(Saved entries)
PR #2808, opened 2024-11-17
Use SPDX license identifier

cdce8p:
[PEP 639](https://peps.python.org/pep-0639/) recommends the use of SPDX license identifiers.

At the moment the `license` key is ignored by `flit`, see https://github.com/pypa/flit/issues/525. However, it's still possible to replace it now. Once the support in flit is added, the value will be used automatically.

_At some point, the table will need be be changed to just a string for full PEP 639 compliance. That requires support for it first though. The change is also pretty simple._
```diff
-license = {text = "BSD-3-Clause"}
+license = "BSD-3-Clause"
```

--
Before the move to `pyproject.toml`, `setup.cfg` used `BSD-3-Clause` as well. https://github.com/pallets/click/blob/8.1.7/setup.cfg#L12

### DIFF
--- a/pyproject.toml
+++ b/pyproject.toml
@@ -3,7 +3,7 @@ name = "click"
 version = "8.2.0.dev"
 description = "Composable command line interface toolkit"
 readme = "README.md"
-license = {file = "LICENSE.txt"}
+license = {text = "BSD-3-Clause"}
 maintainers = [{name = "Pallets", email = "contact@palletsprojects.com"}]
 classifiers = [
     "Development Status :: 5 - Production/Stable",


Rowlando13:
Looks like license is a modified BSD-3 so I am not sure this is correct. @davidism thoughts?

cdce8p:
> Looks like license is a modified BSD-3 so I am not sure this is correct. @davidism thoughts?

Can you explain what specifically you mean? Github recognizes it correctly as the `BSD-3-Clause` license.
https://github.com/pallets/click/blob/main/LICENSE.txt
https://spdx.org/licenses/BSD-3-Clause.html

davidism:
It's not modified, should be standard BSD-3-Clause.

davidism:
I'm going to close this for now. Once Flit supports license = "string" and license_files = [...], you're welcome to create a PR for that.

PR #2811, opened 2024-11-24
Fix eagerness of help option generated by `help_option_names`

kdeldycke:
When a help option is generated by the use of `help_option_names` setting, it loose its eagerness. This issue has an effect on the order in which parameters (and their callbacks) are processed, and breaks the evaluation order described in the documentation: https://click.palletsprojects.com/en/stable/advanced/#callback-evaluation-order

That's because the utility method `iter_params_for_processing()` is comparing option objects, and the help option is generated on every  `get_help_option()` or `get_params(ctx)` call. This behavior is demonstrated by a unit-test in this PR.

My solution to fix this issue consist in caching locally the auto-generated help option. This solves the issue.

I used this oportunity to clarify some documentation, and unit-test the main method responsible for the ordering of parameters.

This is more or less a follow up of #2563, which has been merged in the upcoming v8.1.8 release.

Checklist:

- [x] Run pre-commit hooks and fix any issues.


src/click/core.py
```diff
@@ -1022,14 +1033,21 @@ def show_help(ctx: Context, param: Parameter, value: str) -> None:
...
+            self._help_option = Option(
+                help_options,
+                is_flag=True,
+                is_eager=True,
+                expose_value=False,
+                callback=show_help,
+                help=_("Show this message and exit."),
+            )
+
+        return self._help_option
```
AndreasBackx, line 1050: Can you instantiate `self._help_option: HelpOption | None = None` in the constructor so we can check for `None` here and have this typed?

Any reason we couldn't use the `HelpOption` type you introduced as well?

AndreasBackx (changes requested):

src/click/core.py
kdeldycke: Good idea on typing `_help_option`.

As for not reusing `HelpOption`, it's because I was targeting the `main` branch instead of the `stable` one. I just fixed that.

kdeldycke:
Just fixed all the remaining issues.

I was just wondering why `get_help_option()` couldn't be replaced by a `@cached_property` like that:
```python
    @cached_property
    def help_option(self) -> t.Optional["Option"]:
        ctx = self.get_current_context()
        help_options = self.get_help_option_names(ctx)

        if not help_options or not self.add_help_option:
            return None

        # Avoid circular import.
        from .decorators import HelpOption
        
        return HelpOption(help_options)

    def get_help_option(self, ctx: Context) -> t.Optional["Option"]:
        return self.help_option
```

But I guess there are some edge-cases regarding the context management. And I don't want to propose refactors that are too deep just as 8.1.8 is around the corner and the 8.2.0 is coming soon after.

Anyway, this PR is ready to be merged upstream for the 8.1.8 release.

AndreasBackx:
Thanks for the fix!

kdeldycke:
Thanks @AndreasBackx for the merge!

PR #2815, opened 2024-12-03
Add links to third-party projects enhancing Click

kdeldycke:
I propose to promote third-party projects which extends Click in major ways.

I referenced notable repositories that are actively maintained and brings non-trivial enhancements to Click. I sorted them by their popularity (i.e. number of GitHub stars).

CC: @ewels, @simonw, @janluke

### DIFF
--- a/docs/contrib.rst
+++ b/docs/contrib.rst
@@ -18,4 +18,41 @@ Please note that the quality and stability of those packages may be different
 than Click itself. While published under a common organization, they are still
 separate from Click and the Pallets maintainers.
 
+
+Third-party projects
+--------------------
+
+Other projects that extend Click's features are available outside of the
+click-contrib_ organization.
+
+Some of the most popular and actively maintained are listed below:
+
+==========================================================  ===========================================================================================  =================================================================================================  ======================================================================================================
+Project                                                     Description                                                                                  Popularity                                                                                         Activity
+==========================================================  ===========================================================================================  =================================================================================================  ======================================================================================================
+`Typer <https://github.com/fastapi/typer>`_                 Use Python type hints to create CLI apps.                                                    .. image:: https://img.shields.io/github/stars/fastapi/typer?label=%20&style=flat-square           .. image:: https://img.shields.io/github/last-commit/fastapi/typer?label=%20&style=flat-square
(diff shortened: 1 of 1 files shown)


Rowlando13:
Thanks for this! Can you change the PR to be against stable? Stable are the currently visible docs.

davidism:
A long time ago, we maintained a similar list for Flask extensions. It was impossible to maintain, and anything on the list immediately looked more "official". We couldn't keep track of projects over time, and many users would try to get their new or little used project on the list.

I do have a desire to create a site similar to https://djangopackages.org/ for Flask, Jinja, and Click eventually.

Rowlando13:
I agree with your sentiment @davidism. However, I think there is value to not always thinking super long term and seeing how it plays out. The additions are clear improvements over what we have. I only comment because you reopened the issue and I was planning on merging it.

Rowlando13:
Perhaps more clearly stated I am happy to take on the temporary burden. If it becomes to much I will simply, remove the section.

kdeldycke:
I had no clue [Typer](https://github.com/fastapi/typer) was built on top of Click. Just added it (CC @tiangolo).

My goal with that list is to increase Click usage. And also have a page to point out users to when they're requesting a feature that is out of Click's scope but available in third party tools.

For moderation and keep the signal to noise ratio high, I added a couple of simple editorial rules. They're easy to check and good enough to filter unimportant projects.

I made the list into a table, inspired by:
- https://docs.pytest.org/en/stable/reference/plugin_list.html
- https://kdeldycke.github.io/meta-package-manager/benchmark.html#activity

Now as @Rowlando13 said, we can just test this minimal arrangement and see how it is used or abused by the community.

kdeldycke:
And see how it renders at: https://github.com/pallets/click/blob/0966fa8bd68f0a5e1876568f49eb16caf5504561/docs/contrib.rst#third-party-projects

Screenshot 2024-12-07 at 10 35 09

Rowlando13:
Thanks for working this out. My goal is also to increase click usage and build community around its maintenance.

kdeldycke:
I just rebased this PR on top of `stable`. It is ready to be merged if you like it.

PR #2818, opened 2024-12-08
Add CliRunner default `catch_exceptions` parameter

### LINKED ISSUE #2817: Set the `catch_exceptions` value for the whole runner
I always pass `catch_exceptions=False` for all my test suites.
It would be convenient to configure this value once for all in `CLIRunner` for example.

For example, we could add a `CLIRunner.catch_exceptions` parameter, and make `invoke` use that value if not directly passed in parameter of `invoke`. Then I would just have to put the runner in a pytest fixture and that would do the thing for me.

If that is OK, I can open a PR for this.

What do you think?

azmeuk:
fixes #2817

Add a `catch_exceptions` parameter to `CliRunner`.
If the `catch_exceptions` parameters from `invoke` is not explicitly set, the value from `CliRunner` is used.

### DIFF
--- a/src/click/testing.py
+++ b/src/click/testing.py
@@ -227,6 +227,11 @@ class CliRunner:
                        to `<stdout>`.  This is useful for showing examples in
                        some circumstances.  Note that regular prompts
                        will automatically echo the input.
+    :param catch_exceptions: Whether to catch any other exceptions than
+                             ``SystemExit`` when running :meth:`~CliRunner.invoke`.
+
+    .. versionchanged:: 8.2
+        Added the ``catch_exceptions`` parameter.
 
     .. versionchanged:: 8.2
         ``mix_stderr`` parameter has been removed.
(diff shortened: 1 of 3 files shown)


src/click/testing.py
```diff
@@ -227,6 +227,11 @@ class CliRunner:
                        to `<stdout>`.  This is useful for showing examples in
                        some circumstances.  Note that regular prompts
                        will automatically echo the input.
+    :param catch_exceptions: Whether to catch any other exceptions than
+                             ``SystemExit`` when running :meth:`~CliRunner.invoke`.
```
cosmastech, line 231:
```suggestion
    :param catch_exceptions: Whether to catch any exceptions other than
                             ``SystemExit`` when running :meth:`~CliRunner.invoke`.
```

AndreasBackx:
Thank you for the issue and PR!

PR #2821, opened 2024-12-15
Rewrite help page section.

Rowlando13:
Rewrite help page generation section, formerly documenting script.

### DIFF
--- a/docs/documentation.rst
+++ b/docs/documentation.rst
@@ -1,18 +1,14 @@
-Documenting Scripts
+Help Pages
 ===================
 
 .. currentmodule:: click
 
-Click makes it very easy to document your command line tools.  First of
-all, it automatically generates help pages for you.  While these are
-currently not customizable in terms of their layout, all of the text
-can be changed.
+Click makes it very easy to document your command line tools. For most things Click automatically generates help pages for you. By design the text is customizable, but the layout is not.
 
 Help Texts
 ----------
 
-Commands and options accept help arguments.  In the case of commands, the
-docstring of the function is automatically used if provided.
+Commands and options accept help arguments. For commands, the docstring of the function is automatically used if provided.
 
 Simple example:
 
@@ -20,13 +16,16 @@ Simple example:
 
     @click.command()
     @click.option('--count', default=1, help='number of greetings')
-    @click.argument('name')
-    def hello(count, name):
-        """This script prints hello NAME COUNT times."""
+    @click.option('--name', help='a name')
+    def hello(count, name=False):
+        """This script prints hello and a name one or more times."""
         for x in range(count):
-            click.echo(f"Hello {name}!")
+            if name:
+                click.echo(f"Hello {name}!")
+            else:
+                click.echo("Hello!")
 
-And what it looks like:
+And from the command line:
 
 .. click:run::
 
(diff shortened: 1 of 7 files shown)


docs/help-pages.rst
```diff
@@ -0,0 +1,242 @@
...
+Commands and options accept help arguments. For commands, the docstring of the function is automatically used if provided.
+
+Simple example:
+
+.. click:example::
+
+    @click.command()
+    @click.option('--count', default=1, help='number of greetings')
+    @click.option('--name', help='a name')
+    def hello(count, name=False):
```
AndreasBackx, line 20:
```suggestion
    def hello(count: int, name: str):
```

`name=False` is incorrect, no?

Let's also add typing here while we're at it.

AndreasBackx: Seeing that this also changed from parameter, to option. I think we should not change this to an option. The goal here is to showcase how these have help pages. Highlighting parameters don't have help pages is important.

This is regardless of whether or not that's a good state right now. I think it should also get documentation, but that's outside of the scope of this PR.

AndreasBackx (changes requested):
This is pretty hard to review because of the following:

1. Git is not aware of the rename of `documentation.rst` -> `help-pages.rst`. This makes it hard to understand what has changed because it's all "new". See https://stackoverflow.com/questions/433111/how-to-make-git-mark-a-deleted-and-a-new-file-as-a-file-move.
2. The sections have been re-ordered.

Could we do the following to make reviewing easier:
1. Keep the order of the sections.
2. Tell git of the rename.

Then a reviewer will be able to see the changes under each section.

If you still want to re-order sections, could that be done in a separate PR?

AndreasBackx:
Could you also rebase this on main?

Rowlando13:
Can do both.

Rowlando13:
Do you want all docs based on main or just this branch?

Rowlando13:
@AndreasBackx Done.

AndreasBackx:
> Do you want all docs based on main or just this branch?

All docs, let's focus on just main for now.

> @AndreasBackx Done.

Thanks, this is much easier to review now.

docs/documentation.rst
```diff
@@ -189,65 +220,9 @@ Example:
...
-.. versionadded:: 2.0
-
-The help parameter is implemented in Click in a very special manner.
-Unlike regular parameters it's automatically added by Click for any
-command and it performs automatic conflict resolution.  By default it's
-called ``--help``, but this can be changed.  If a command itself implements
-a parameter with the same name, the default help parameter stops accepting
-it.  There is a context setting that can be used to override the names of
-the help parameters called :attr:`~Context.help_option_names`.
+The help parameter(s) is automatically added by Click for any command. The default is ``--help`` but can be override by the context setting :attr:`~Context.help_option_names`. Click also performs automatic conflict resolution on the default help parameter so if a command itself implements a parameter named ``help`` then the default help will no be run.
```
AndreasBackx, line 225:
```suggestion
Help parameters are automatically added by Click for any command. The default is ``--help`` but can be override by the context setting :attr:`~Context.help_option_names`. Click also performs automatic conflict resolution on the default help parameter so if a command itself implements a parameter named ``help`` then the default help will not be run.
```

AndreasBackx (approved):
I'll approve to get this out the door. Though please make the non-nit changes. I definitely like that this is easier to read and skim, less fluff.

docs/documentation.rst
```diff
@@ -1,32 +1,31 @@
...
+        """This script prints hello and a name one or more times."""
         for x in range(count):
-            click.echo(f"Hello {name}!")
+            if name:
+                click.echo(f"Hello {name}!")
+            else:
+                click.echo("Hello!")
 
-And what it looks like:
+And from the command line:
```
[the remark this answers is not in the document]
Rowlando13: Great idea.

docs/help-pages.rst
Rowlando13: Done

docs/documentation.rst
```diff
@@ -115,71 +159,58 @@ Example:
...
-Meta Variables
---------------
+Placeholder Variable
+-----------------------
 
-Options and parameters accept a ``metavar`` argument that can change the
-meta variable in the help page.  The default version is the parameter name
-in uppercase with underscores, but can be annotated differently if
-desired.  This can be customized at all levels:
+The default placeholder variable (`meta variable <https://en.wikipedia.org/wiki/Metasyntactic_variable#IETF_Requests_for_Comments>`_) in the help pages is the parameter name in uppercase with underscores. This can be changed for Commands and Parameters with the ``options_metavar`` and  ``metavar`` kwargs.
```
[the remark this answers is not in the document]
Rowlando13: Going to leave this alone.

PR #2829, opened 2024-12-22
Only try to set flag_value if is_flag is true

lpsinger:
This statement:

    flag_value = not self.default

requires the class to have a working `__bool__` method. However, there are some classes that explicitly disable this method:

- [`numpy.ndarray`](https://numpy.org/doc/stable/reference/arrays.ndarray.html) raises `ValueError: The truth value of an array with more than one element is ambiguous. Use a.any() or a.all()`
- [`astropy.units.Quantity`](https://docs.astropy.org/en/stable/api/astropy.units.Quantity.html) raises `ValueError: Quantity truthiness is ambiguous, especially for logarithmic units and temperatures. Use explicit  comparisons.`

Move this statement so that it is only executed if `is_flag` is true.

### DIFF
--- a/CHANGES.rst
+++ b/CHANGES.rst
@@ -91,6 +91,9 @@ Unreleased
 -   Add a ``catch_exceptions`` parameter to :class:`CliRunner`. If
     ``catch_exceptions`` is not passed to :meth:`CliRunner.invoke`,
     the value from :class:`CliRunner`. :issue:`2817` :pr:`2818`
+-   ``Option.flag_value`` will no longer have a default value set based on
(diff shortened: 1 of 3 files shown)


lpsinger:
See, for example, https://github.com/m4opt/m4opt/issues/220.

AndreasBackx:
This seems to make sense. Thank you! Here it would make sense to have some typing to clarify this requirement. Though that's out of scope for this PR.

lpsinger:
Thanks for the speedy review!

davidism:
Behavior further updated in #2930

PR #2830, opened 2024-12-23
Merge stable into main

AndreasBackx:
This merges stable into main but there's an openstanding problem that might needs fixing on stable before we merge into main.

Stable has moved from os.system to subprocess. As part of this, it also extended some testing for `echo_with_pager`. One test leverages `cat > PATH` which due to how the move to subprocess went, is no longer supported. We can decide to:
1. Create 8.1.9 with the fix bringing back support.
2. Only include the fix for support in 8.2.0.

I think to reduce the load and focus on future development, let's go with 2. The impact for users is the following:

- Those with `PAGER` setup including something that needs to be run in a shell, won't be used in 8.1.8. It will fallback to one of the pagers we try.

I think this is acceptable. Please let me know what you think.


kdeldycke:
I just fix all conflicts in #2873, from which Click 8.2.0 can be released.

kdeldycke:
Following the merge of #2873, this PR can be closed, and `stable-into-main` branch can be deleted.

PR #389, opened 2024-02-02
Update runners.

raikonenfnu:


stellaraccident:
Looks like the CPU builder doesn't have enough memory

raikonenfnu:
> Looks like the CPU builder doesn't have enough memory

I see I see, I don't have the full list of other runners. Do you have a runner in mind that would be good for this? :)

PR #392, opened 2024-02-04
Fix mlir printer arguments to match new signatures

nirvedhmeshram:
The function signatures seem to have changed after 
https://github.com/llvm/llvm-project/pull/75099

without this change I get
```
TypeError: print(): incompatible function arguments. The following argument types are supported:
    1. (self: iree.compiler._mlir_libs._mlir.ir._OperationBase, state: mlir::python::PyAsmState, file: object = None, binary: bool = False) -> None       
    2. (self: iree.compiler._mlir_libs._mlir.ir._OperationBase, large_elements_limit: Optional[int] = None, enable_debug_info: bool = False, pretty_debug_info: bool = False, print_generic_op_form: bool = False, use_local_scope: bool = False, assume_verified: bool = False, file: object = None, binary: bool = False) -> None
```
I think the file vraible is being confused with the AsmState variable.

### DIFF
--- a/python/shark_turbine/aot/exporter.py
+++ b/python/shark_turbine/aot/exporter.py
@@ -79,7 +79,7 @@ class ExportOutput:
             if file_path.suffix == ".mlirbc":
                 self.mlir_module.write_bytecode(f)
             else:
-                self.mlir_module.print(f, binary=True)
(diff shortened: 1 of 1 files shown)


stellaraccident (approved):
Probably API drift. Better to be explicit like this. Thanks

> How to complete this task
The records above should be printed exactly, please, from the first line through the line containing "It's not modified, should", with both ends kept and nothing past it.

> Answer space
PR #2808, opened 2024-11-17
Use SPDX license identifier

cdce8p:
[PEP 639](https://peps.python.org/pep-0639/) recommends the use of SPDX license identifiers.

At the moment the `license` key is ignored by `flit`, see https://github.com/pypa/flit/issues/525. However, it's still possible to replace it now. Once the support in flit is added, the value will be used automatically.

_At some point, the table will need be be changed to just a string for full PEP 639 compliance. That requires support for it first though. The change is also pretty simple._
```diff
-license = {text = "BSD-3-Clause"}
+license = "BSD-3-Clause"
```

--
Before the move to `pyproject.toml`, `setup.cfg` used `BSD-3-Clause` as well. https://github.com/pallets/click/blob/8.1.7/setup.cfg#L12

### DIFF
--- a/pyproject.toml
+++ b/pyproject.toml
@@ -3,7 +3,7 @@ name = "click"
 version = "8.2.0.dev"
 description = "Composable command line interface toolkit"
 readme = "README.md"
-license = {file = "LICENSE.txt"}
+license = {text = "BSD-3-Clause"}
 maintainers = [{name = "Pallets", email = "contact@palletsprojects.com"}]
 classifiers = [
     "Development Status :: 5 - Production/Stable",


Rowlando13:
Looks like license is a modified BSD-3 so I am not sure this is correct. @davidism thoughts?

cdce8p:
> Looks like license is a modified BSD-3 so I am not sure this is correct. @davidism thoughts?

Can you explain what specifically you mean? Github recognizes it correctly as the `BSD-3-Clause` license.
https://github.com/pallets/click/blob/main/LICENSE.txt
https://spdx.org/licenses/BSD-3-Clause.html

davidism:
It's not modified, should be standard BSD-3-Clause.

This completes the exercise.